Petascale Machine Learning
Deep learning and AI benefit greatly from using very large training sets. The software to utilize them remains complex, and few companies and academic institutions currently are able to deal with such problems. This project aims to develop simple, easy-to-use, efficient tools that allow deep learning and machine learning to scale easily to training dataset that are petabytes large–without having to hire an entire IT staff.
The initial target of the work is typical CPU/GPU clusters with 2 PB of rotational storage, 144 V100 GPUs, 100 Gbit point-to-point connectivity, and datasets of up to 1 PB. Software is based on Kubernetes and PyTorch. We achieve linear scaling of I/O performance up to the maximum aggregate bandwidth of the drives of 40 Gbytes/s on this hardware.
I’ve given a tutorial about some of the issues in large scale deep learning at IEEE BigData 2019, together with Alex Aizman.
We have been developing a number of server side and client side tools to make working with very big datasets easier:
- WebDataset is a drop-in replacement for the PyTorch Dataset class; it permits training of PyTorch and Tensorflow models with minimal changes on very large datasets served from web servers, cloud storage, object stores, and local disk.

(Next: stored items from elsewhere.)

PR #1237, opened 2021-12-22
#1213 - Improve handling of error events

### LINKED ISSUE #1213: Error events are both noisy and confusing
In various situations, ERROR events get published that are of no discernable value, which clutters logs in the backend and creates confusion on the frontend.

For example, let's say we have a parent and child garden.  Someone attempts to task a command directly on the child garden, but an exception is thrown during the creation process.  The child will then publish an error event that gets propagated up to the parent, which will show something like this in its logs:

```shell
2021-12-07 18:09:45,396 - [MainProcess] - beer_garden.events.handlers - ERROR - Error event: <Event: namespace=None, garden=child1, name=REQUEST_CREATED, timestamp=2021-12-07 18:09:45.386000, error=True, error_message=Something happened, metadata={}, payload_type=None, payload=None>
```

Additionally, the same event gets published to the parent (and child) websocket connection, which results in the Requests page showing the "Updates Detected" message, but then when you try to load the updates nothing new shows because the update is just that there was an ERROR event, not an actual new Request.  This is very confusing for the users.

The published event has very little usefulness in its current form. First, there isn't enough information provided in the published event to really understand the context of the error, why it happened, or what one is supposed to do about it.  Second, the error is something that is completely contained to the child garden.  It was not caused by something that was initiated through the parent and it's not something that can be fixed in the context of the parent.  So even if there was additional context, it's not clear that providing that context to the parent is really the appropriate thing to do.

I would suggest we do the following:
* Try to determine if there is a **currently existing case** where beer-garden makes good use of these ERROR events.
* If not, we should just stop publishing them.
* If there are cases where they are used, we should be more discerning in our handling of them.  Specifically:
  * Either stop publishing them to the websocket or update the UI to ignore such events in the context of decision to display the "Updates Detected" message.
  * Either stop publishing such events upstream to parent gardens, or update the event handling so that such events are silently dealt with by the parent.

west270:
closes #1213 

Added check to see if event errors can be sent to parent. It currently blocks error events that name starts with `REQUEST` and have no payload.

## Testing Instructions

- Start a parent and child garden
- Add a raise somewhere in the critical path of request creation. The first line of the remove_bytes_parameter_base64 function in requests.py is a good choice.
- Restart the child garden and attempt to task something from it directly (i.e. don't go through the parent).

Result should be that the Requests page does not show `Updates Detected` and the error event should not be published in the parent logs.

### DIFF
--- a/src/app/beer_garden/api/stomp/manager.py
+++ b/src/app/beer_garden/api/stomp/manager.py
@@ -9,7 +9,7 @@ import beer_garden.log
 import beer_garden.requests
 import beer_garden.router
 from beer_garden.api.stomp.transport import Connection, parse_header_list
-from beer_garden.events import event_blacklisted, publish
+from beer_garden.events import can_send_event_to_parent, publish
 from beer_garden.events.processors import BaseProcessor
 
 logger = logging.getLogger(__name__)
@@ -158,8 +158,7 @@ class StompManager(BaseProcessor):
                 self.remove_garden_from_list(
                     garden_name=event.payload.name, skip_key=skip_key
                 )
-
-        if not event_blacklisted(event):
+        if can_send_event_to_parent(event):
             for value in self.conn_dict.values():
                 conn = value["conn"]
                 if conn:
--- a/src/app/beer_garden/api/stomp/manager.py
+++ b/src/app/beer_garden/api/stomp/manager.py
@@ -9,7 +9,7 @@ import beer_garden.log
 import beer_garden.requests
 import beer_garden.router
 from beer_garden.api.stomp.transport import Connection, parse_header_list
-from beer_garden.events import can_send_event_to_parent, publish
+from beer_garden.events import event_blocklisted, publish
 from beer_garden.events.processors import BaseProcessor
 
 logger = logging.getLogger(__name__)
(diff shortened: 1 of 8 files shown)


scott-taubman (changes requested):
What's here seems good and is pretty straightforward, which I like.

Personally, I feel like we could have kept `event_blacklisted` as the main function that gets called to do this check, and then what you have as `_send_event_error` would be named something like `_event_is_blacklisted_error` and get called by `event_blacklisted`.  The error event check is essentially just another type of blacklist, albeit one that is baked into the code rather than user configurable.

Two other changes I'd also like to see:
* Even though the error events don't get sent to the parent, they still end up getting published on the websocket.  This means that the UI on the garden that was tasked will still get the phantom "Updates Detected" message.  I think the easiest thing to do wrt that would be to just have the UI check if the event is an error before displaying that message.  I'm guessing that check would go somewhere in [here](https://github.com/beer-garden/beer-garden/blob/develop/src/ui/src/js/controllers/request_index.js#L234).
* This is a minor thing I missed in the last review, but [`_event_blacklisted_by_command`](https://github.com/beer-garden/beer-garden/blob/develop/src/app/beer_garden/events/__init__.py#L147) can return `None`, when really it should just default to returning `False` in the path where the event doesn't match any of the check criteria.  I only noticed this because my editor yelled at me that `event_blacklisted` is supposed to return a `bool`, but could potentially return `None` because it calls `_event_blacklisted_by_command`

scott-taubman (approved):

PR #1244, opened 2022-01-10
#1225 - Increment job error count in all cases

### LINKED ISSUE #1225: Job error count is not incremented for certain errors
The `success_count` and `error_count` on Job currently only track whether the request that spawned from the job succeeded or failed.  This means that the `error_count` does not include, for instance, times when the job threw an exception before successfully spawning a request, such as during the routing to determine the target garden.

This is problematic because the net result is that a job could be failing repeatedly, but the error counter isn't incrementing at all (perhaps remaining at 0), making it difficult for someone to notice that there's a problem.

I think there's a relatively easy solution to this, which would be to increment the `error_count` in the [Exception block](https://github.com/beer-garden/beer-garden/blob/develop/src/app/beer_garden/scheduler.py#L516) where we're currently just logging the error.

Jake-Ross:
Closes #1225 

Change to increment job error count on exception (as opposed to just when the garden returns an error). This should fix issues where the job isn't being run for reasons unrelated to the request, yet the job error count is not incremented.

## To Test
- Create a job using any command from the the `error` system, ensure that the error count increments on each run of the job.
- Create a job that raises an exception at the job level, as opposed to at the request level. In fact, it may even be sufficient to just insert a manual exception into the area the except block covers.

### DIFF
--- a/src/app/beer_garden/scheduler.py
+++ b/src/app/beer_garden/scheduler.py
@@ -20,13 +20,8 @@ from brewtils.models import (
     Events,
     FileTrigger,
     Job,
-<<<<<<< HEAD
     Operation,
     Request,
-=======
-    Request,
-    Operation,
->>>>>>> Fix linting
 )
 from mongoengine import ValidationError
 from pathtools.patterns import match_any_paths
--- a/src/app/beer_garden/scheduler.py
+++ b/src/app/beer_garden/scheduler.py
@@ -523,7 +523,7 @@ def run_job(job_id, request_template, **kwargs):
         if updates != {}:
             db.modify(db_job, **updates)
     except Exception as ex:
-        logger.exception(f"Error executing {db_job}: {ex}")
+        logger.error(f"Error executing {db_job}: {ex}")
         db.modify(db_job, {"inc__error_count": 1})
 
     # Be a little careful here as the job could have been removed or paused
--- a/src/app/beer_garden/scheduler.py
+++ b/src/app/beer_garden/scheduler.py
@@ -20,8 +20,13 @@ from brewtils.models import (
     Events,
     FileTrigger,
     Job,
+<<<<<<< HEAD
     Operation,
     Request,
+=======
+    Request,
+    Operation,
+>>>>>>> Fix linting
 )
 from mongoengine import ValidationError
 from pathtools.patterns import match_any_paths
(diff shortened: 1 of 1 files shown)


src/app/beer_garden/scheduler.py
```diff
@@ -490,8 +498,8 @@ def run_job(job_id, request_template, **kwargs):
         request = beer_garden.router.route(
             Operation(
                 operation_type="REQUEST_CREATE",
-                model=request_template,
-                model_type="RequestTemplate",
+                model=Request.from_template(request_template),
```
scott-taubman, line 501: This change is already on develop, which made me look at the git log on this branch.  It looks like your starting point is pretty far off from the current develop.  Try to clean that up and make the current head of develop your starting point so the the PR only shows things you're actually changing here.

src/app/beer_garden/scheduler.py
```diff
@@ -512,9 +520,11 @@ def run_job(job_id, request_template, **kwargs):
             logger.debug(f"{db_job!r} request completed with SUCCESS status")
             updates["inc__success_count"] = 1
 
-        db.modify(db_job, **updates)
+        if updates != {}:
+            db.modify(db_job, **updates)
     except Exception as ex:
         logger.exception(f"Error executing {db_job}: {ex}")
```
scott-taubman, line 526: Not related to your changes, but `logger.exception` isn't intended to be used in this context.  Per the [logging docs](https://docs.python.org/3/library/logging.html#logging.Logger.exception):

>  This method should only be called from an exception handler.

Since you're here, let's change this to `logger.error` to clean this up.

scott-taubman (changes requested):

src/app/beer_garden/scheduler.py
```diff
@@ -523,7 +523,8 @@ def run_job(job_id, request_template, **kwargs):
         if updates != {}:
             db.modify(db_job, **updates)
     except Exception as ex:
-        logger.exception(f"Error executing {db_job}: {ex}")
+        logger.error(f"Error executing {db_job}: {ex}")
+        db.modify(db_job, {"inc__error_count": 1})
```
scott-taubman, line 527: This line needs to be:

```python
db.modify(db_job, inc__error_count=1)
```

`modify` is expecting to deal with kwargs.  As is this just ends up raising another exception rather than incrementing the error counter.

jlrpnbbngtn: Adding a double start is equivalent, but your way is more straightforward and therefore preferable.

scott-taubman (approved):

PR #1245, opened 2022-01-11
#1243 - Add authorization checks to websocket event publishing

### LINKED ISSUE #1243: Add authorization checks to websocket event publishing
The data that gets published over the websocket connection is currently not subject to the same authorization checks as the http API requests.  This should be changed so that messages only get published for events about an entity that the user has read access to.

scott-taubman:
Closes #1243 

This PR adds authorization checks to the events that get published on the websocket connections.  Prior to these changes, every connection received every message, regardless of the user's actual permissions.  With this PR, the flow goes like this:

* Client connects to the websocket
* An "AUTHORIZATION_REQUIRED" message is published to the client.
* The UI has a callback to handle this message and send an "UPDATE_TOKEN" message with the current access token.
* The server processes the "UPDATE_TOKEN" message and updates its record of the access token for this connection.  It will also publish an acknowledgement message named "TOKEN_UPDATED".
* Whenever messages would be published on the websocket connection, the user's permissions are checked (using the access token on record from above) against the object that the message is about. If the user has access, the message is published. If they do not, then nothing is published to that client.
* If while checking the user's permissions the token is deemed to be invalid or expired, an "AUTHORIZATION_REQUIRED" message is published **in lieu of the original message**.
  * At least for now, there is no attempt to queue up and deliver missed messages.  If the token on record is allowed to expire (it is not pre-emptively refreshed), messages will be missed while awaiting re-authorization.
  * The UI will pre-emptively publish an "UPDATE_TOKEN" message when a token refresh takes place.  However, this will only happen if another API call resulted in a refresh happening.  In this iteration the UI does not periodically check if the token is due for a refresh.  This means that if a user has not been navigating around the UI and having API calls made, the websocket connection will eventually have an expired token associated with it and no means of refreshing on its own.  Dealing with this specific scenario feels better left to a separate PR.  (Late update: I may have figured out how to accommodate this somewhat easily, so we could potentially tack that on to this PR). 

## Test Instructions
* Make sure auth is enabled on your garden
* Setup at least one user account with read access to systems and requests on your garden
* With the developer pane open in your browser, go to your beer garden instance and login.
* Look at the messages coming through on the `/api/v1/socket/events` websocket. You should see the behavior described above.
* Task something and verify that event messages come through that same websocket connection.

Another useful way to test things is to use the [websocat](https://github.com/vi/websocat) command line tool.  This will let you connect to the websocket and not immediately send the token.  Then if you task something (or do anything that would generate an event), you should see "AUTHORIZATION_REQUIRED" messages come through rather than the actual event messages.  It would look like this:

```shell
$ websocat ws://localhost:8080/api/v1/socket/events
{"name": "AUTHORIZATION_REQUIRED", "payload": "Access token required"}
{"name": "AUTHORIZATION_REQUIRED", "payload": "Valid access token required"}
{"name": "AUTHORIZATION_REQUIRED", "payload": "Valid access token required"}
{"name": "AUTHORIZATION_REQUIRED", "payload": "Valid access token required"}
```
Then you can simple type and press Enter to send a message.  The below alternates between messages entered into the websocat client and responses back from the server:
```shell
{"name": "UPDATE_TOKEN", "payload": "notavalidtoken"}
{"name": "AUTHORIZATION_REQUIRED", "payload": "Access token update message contained an invalid token"}
{"name": "INVALID_TYPE", "data": "dataisnotpayload"}
{"name": "BAD_MESSAGE", "payload": "Invalid message received. Error was: {'payload': ['Missing data for required field.'], 'name': ['Not a valid choice.']}"}
```
This is an easy way to play around with the websocket communications.  If you do send a message with a valid token, you should start getting actual event messages.

### DIFF
--- a/src/app/beer_garden/api/http/authentication/__init__.py
+++ b/src/app/beer_garden/api/http/authentication/__init__.py
@@ -180,7 +180,7 @@ def decode_token(encoded_token: str, expected_type: str = None) -> dict:
     token_type = decoded_token["type"]
     if expected_type and token_type != expected_type:
         raise InvalidTokenException(
-            f"Incorrect token type. Expected {expected_type}," "received {token_type}."
+            f"Incorrect token type. Expected {expected_type} received {token_type}."
         )
 
     return decoded_token
--- a/src/app/beer_garden/api/http/authentication/__init__.py
+++ b/src/app/beer_garden/api/http/authentication/__init__.py
@@ -73,13 +73,16 @@ def refresh_token_pair(refresh_token: str) -> dict:
             { "access": <str>, "refresh": <str> }
 
     Raises:
-        ExpiredTokenException: The supplied refresh token has expired, either due
-            to reaching it's natural expiration or having been revoked.
+        ExpiredTokenException: The supplied refresh token has expired, either due to
+            reaching it's natural expiration or having been revoked.
+        InvalidTokenException: The token could not be decoded or is the incorrect type
+            of token and is therefore invalid
     """
+    decoded_refresh_token = decode_token(refresh_token)
+
     try:
-        decoded_refresh_token = _decode_token(refresh_token)
         refresh_token_obj = UserToken.objects.get(uuid=decoded_refresh_token["jti"])
-    except (jwt.ExpiredSignatureError, UserToken.DoesNotExist):
+    except UserToken.DoesNotExist:
         raise ExpiredTokenException
 
     expiration = datetime.fromtimestamp(decoded_refresh_token["exp"], tz=timezone.utc)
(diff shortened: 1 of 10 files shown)


src/app/beer_garden/api/http/exceptions.py
```diff
@@ -46,16 +46,6 @@ class AuthenticationFailed(BaseHTTPError):
     reason: str = "Authentication Failed"
 
 
-class InvalidToken(BaseHTTPError):
```
scott-taubman, line 49: I decided to just get rid of these because the they were only being used in one place and with the refactor required for this branch I felt its usage was more confusing rather than less.

What the usage would have looked like with these here:
```python
except InvalidTokenException:
    raise InvalidToken
except ExpiredTokenException:
    raise ExpiredToken
```

And with these removed:

```python
except InvalidTokenException:
    raise RequestForbidden(reason="Authorization token invalid")
except ExpiredTokenException:
    raise AuthorizationRequired(reason="Authorization token expired")
```

I felt like that second one makes it more obvious what the HTTP error that's ultimately getting returned will be.

src/app/beer_garden/api/http/authentication/__init__.py
```diff
@@ -157,14 +234,3 @@ def _get_access_token_expiration() -> datetime:
 def _get_refresh_token_expiration() -> datetime:
     """Calculate and return the refresh token expiration time"""
     return datetime.utcnow() + timedelta(hours=12)
-
-
-def _decode_token(token) -> dict:
```
scott-taubman, line 162: This got refactored into `decode_token` above with necessary changes to make it usable with the `EventSocket` handler.

src/app/beer_garden/api/http/handlers/authorization_handler.py
```diff
@@ -172,63 +178,23 @@ def _anonymous_superuser(self) -> "User":
 
         return anonymous_superuser
 
-    def _get_user_from_request(self) -> "User":
```
scott-taubman, line 175: A modified version of this is now in `authentication/__init__.py` so that it could be reused in the `EventSocket` handler.

src/app/beer_garden/api/http/handlers/v1/event.py
```diff
@@ -1,18 +1,62 @@
...
+    """Check a that a user has access to view the supplied event"""
+    user_permitted = True
+    payload_type = event.payload_type.lower()
+
+    if event.payload and not user_has_permission_for_object(
+        user, f"{payload_type}:read", event.payload
+    ):
+        user_permitted = False
+
+    return user_permitted
```
jlrpnbbngtn, line 39: Could this whole thing just be
```python
return event.payload and not user_has_permission_for_object(
        user, f"{event.payload_type.lower()}:read", event.payload
    )
```
or is the intention to actually return `True` when the event doesn't have a payload?

src/app/beer_garden/api/http/processors.py
```diff
@@ -22,8 +20,6 @@ def put(self, event):
 def websocket_publish(item):
     """Will serialize an event and publish it to all event websocket endpoints"""
     try:
-        beer_garden.api.http.io_loop.add_callback(
-            EventSocket.publish, SchemaParser.serialize(item, to_string=True)
-        )
+        beer_garden.api.http.io_loop.add_callback(EventSocket.publish, item)
```
jlrpnbbngtn, line 23: Does this now receive the event after it's been serialized? In that case, the docstring should be updated.

jlrpnbbngtn (commented):
A couple of comments only. Otherwise GTG.

src/app/beer_garden/api/http/handlers/v1/event.py
scott-taubman: Returning true when there's no payload is intentional.  Basically if there's no payload then I treat the event as safe for everyone to receive.

src/app/beer_garden/api/http/processors.py
scott-taubman: Docstring updated.

PR #1249, opened 2022-01-21
#1214 - Fix job scheduler request handling

scott-taubman:
This PR fixes the job schedulers request handling so that it can properly keep track of which requests that it has kicked off have finished.  This was done by:

* Renaming `handle_event_for_entrypoints` to `handle_wait_events` to make it slightly more accurately named.
* Adding `handle_wait_events` to the list of processors that the Main process (which runs the scheduler) calls during its event processing.

It also fixes an issue where the auth check for events without a payload type would throw an error because the check function assumed there would always be a payload type.  A unit test has been added for this scenario.

Each of those fixes is isolated to their own commit, so look at the two commits if you're unsure which changes apply to which fix.

### DIFF
--- a/src/app/beer_garden/api/http/__init__.py
+++ b/src/app/beer_garden/api/http/__init__.py
@@ -381,7 +381,7 @@ def _event_callback(event):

- AIStore is a specialized, distributed web server, object store, and content distribution network geared towards serving very large training sets to distributed, large scale deep learning jobs
- tarproc and tarp are simple tools for performing map-reduce style computations on large datasets
We have demonstrated linear scaling with negligible overhead for very large training jobs using these tools. Furthermore, these tools provide high speed I/O using inexpensive rotational storage.
All tools can be deployed directly onto Kubernetes clusters. For batch scheduling and deployment, we use Argo and ArgoCD.